A Jupyter Notebook (often saved with the .ipynb extension) works differently from a standard Python script. Instead of running an entire file at once, we can run code cell by cell, seeing the output immediately below each section of code. This makes it especially useful for data analysis, visualization, and step-by-step experimentation, where we want to explore results gradually rather than execute everything at once.

Each notebook is connected to a kernel, which is the “engine” that runs the Python code. When we execute a cell, the kernel processes the code and returns the result directly underneath it. This interactive workflow makes it easy to test ideas, debug code, and document our thought process in a clear and structured way.

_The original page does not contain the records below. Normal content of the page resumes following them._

PR #1899, opened 2024-11-07
Added Inertia guide with AdonisJS

HowWhat42:
As asked in the AdonisJS community, I added the steps for Inertia guide


philipp-spiess:
Hey! Thanks for the contribution but this seems Interia is optional with AdonisJS so I think it's better to omit this from the default guides to not convolute the example. If that's something that lots of people will look for I think we could maybe add a separate installation guide for this setup but I doesn't seem highly requested I'm afraid. So going to close this for now, thanks though!

PR #1905, opened 2024-11-15
feat: add documentation section for vite setup

WellingtonNico:
Hello guys, I just created a new react vite project to play with tailwind, I followed the documentation but it was not enough to make things working, so I added what was missing in the docs.

great job, be happy!

### DIFF
--- a/src/pages/docs/guides/vite.js
+++ b/src/pages/docs/guides/vite.js
@@ -63,6 +63,26 @@ let tabs = [
         },
       },
       {
+        title: 'Add css section to vite config',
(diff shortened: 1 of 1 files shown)


philipp-spiess:
Hey! Configuring a PostCSS setup separately to the `postcss.config.js` file that `npx tailwindcss@3 init -p` should not have been necessary. Did you run the init command back then? 

Nevertheless we are no longer recommending the use of Vite with PostCSS since the release of Tailwind CSS v4 and the new `@tailwindcss/vite` plugin: https://tailwindcss.com/docs/upgrade-guide#using-vite

PR #1908, opened 2024-11-21
[DOC] Installation | use `export default` in tailwind.config.js

egyjs:
match the current `npx init` command


philipp-spiess (approved):
Thank you!

PR #1910, opened 2024-11-22
Fix typo in v4 stacked variants migration example

jitinl:
Fix a typo in the v4 migration docs where the v3's `last:*:pb-0` should be `*:last:pb-0` but is (incorrectly) written as `*:first:pb-0`


philipp-spiess (approved):
Thanks!

PR #1917, opened 2024-11-28
remove z-index on beam

danhollick:
Before:
Screenshot 2024-11-28 at 14 09 23

After:
Screenshot 2024-11-28 at 14 09 06

No idea why this class was there tbh


philipp-spiess (approved):
Looks good!

PR #1918, opened 2024-11-30
Update docs for Svelte 5

arithefirst:
Recently, Svelte version 5 released introducing the runes system. Part of this included changing the `<slot/>` tag to `{@render children()}`. This PR makes the [SvelteKit install guide](https://tailwindcss.com/docs/guides/sveltekit) reflect those changes.

### Before
```svelte
<script>
  import "../app.css";
</script>

<slot />
```

### Proposed Change
```svelte
<script>
  import "../app.css";
  let { children } = $props();
</script>

{@render children()}
```

### DIFF
--- a/src/pages/docs/guides/sveltekit.js
+++ b/src/pages/docs/guides/sveltekit.js
@@ -107,9 +107,10 @@ let steps = [
       lang: 'html',
       code: `<script>
   import "../app.css";
+  let { children } = $props();
 </script>
 
-<slot />`,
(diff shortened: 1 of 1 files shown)


philipp-spiess:
Hey! Thanks for the contribution and sorry for not getting to it faster. We've in the meantime launched a new Tailwind CSS website which now includes this change too. Because of this, we're going to leave the old site as-is for now.

PR #1921, opened 2024-12-06
Typo fix: Change `theme()` to `var()`

nuotsu:
Minor typo in the docs:

Should be `var(--breakpoint-xl)` not `theme(--breakpoint-xl)`

Screenshot 2024-12-05 at 7 00 53 PM


philipp-spiess:
@nuotsu Unfortunately `var()` does not work within `@media` queries. That's exactly the use case of why we still expose the `theme()` function since it gets replaced to the inlined theme value at compile time.

PR #1933, opened 2025-01-04
Add a feature to copy class names to the clipboard

IZUMIRU:
I’ve added a feature that allows copying class names. It's basically the same code as the Customizing Colors page.

- https://github.com/tailwindlabs/tailwindcss.com/blob/2f727dc474f06a82649fbba7c98fd3eab9389980/src/components/ColorPaletteReference.js

I personally find this a very helpful addition, and I would greatly appreciate it if you would consider merging it.
Thank you for your time and consideration!

- ref: #1660

https://github.com/user-attachments/assets/9740a060-96e9-41da-ba15-c8165ef5ec4a

### DIFF
--- a/src/components/ClassTable.js
+++ b/src/components/ClassTable.js
@@ -3,6 +3,7 @@ import { isObject } from '@/utils/isObject'
 import { castArray } from '@/utils/castArray'
 import clsx from 'clsx'
 import { Heading } from '@/components/Heading'
+import { Transition } from '@headlessui/react'
 
 function renderProperties(
   properties,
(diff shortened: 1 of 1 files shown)


philipp-spiess:
Hey! With the change to the v4 website and these class names now being more generic (i.e you'll have to replace `<number>` with your desired number, I don't think that's something that makes sense anymore. Sorry for the unfortunate timing here as we've rewritten the website right while you were working on your contribution.

IZUMIRU:
Understood. I appreciate your great contribution!

IZUMIRU:
@philipp-spiess 
I’d like to have the copy feature in v4 as well. Would it be okay if I contribute?

philipp-spiess:
@IZUMIRU I do think it'd be confusing with class names like `ml-<number>` which aren't going to be useful if copied into your clipboard so currently thinking that we probably won't accept a copy feature here I'm afraid

PR #1936, opened 2025-01-08
Removing unused components

davidturissini:
There are a few components that do not appear to be referenced anywhere in the code. This PR removes the unused components. Running `npm run build` in the repo still results in a successful build.

These components were discovered via `$ npx remove-unused@latest`.

Check https://removeunused.com/ for some more info


philipp-spiess:
This is awesome thanks for helping us but we went a little further and did a complete rewrite of the website which deletes even more stuff 🙈 Because of the move to the new website, I don't think we'll want to make any big non-necessary updates to the old docs anymore, but still really appreciate it!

The Jupyter environment also allows us to mix code, text, and visual output in a single document. For example, we can write explanations in Markdown and run Python code in individual cells. Each cell can contain either code or text, and can be executed independently, which makes it easy to build up an analysis step by step. Code can be added, edited, and re-run in separate chunks, allowing us to quickly test ideas, modify parts of the workflow, and immediately see how changes affect the output, which is typically displayed directly below the corresponding code cell after execution.

For example, the image below illustrates how text precedes the Python code, with the output printed directly below it.

Figure 1.7: Example of a Jupyter Notebook including text, code, and output.

Displaying Output in Jupyter Notebooks

In Jupyter Notebooks, it is not necessary to use print() to display the output of the last line in a cell. If an expression is placed at the end of a cell, its result is automatically shown below the cell once it is executed. The print() function is still useful when we want to display multiple outputs or format text more explicitly, but for simple expressions it can often be omitted.

Jupyter Notebook is therefore not just an alternative way of writing Python code, but a more interactive and exploratory workflow. While traditional scripts are ideal for structured programs and reproducible pipelines, Jupyter Notebooks are particularly powerful for analysis, experimentation, and learning, where understanding each step is just as important as the final result.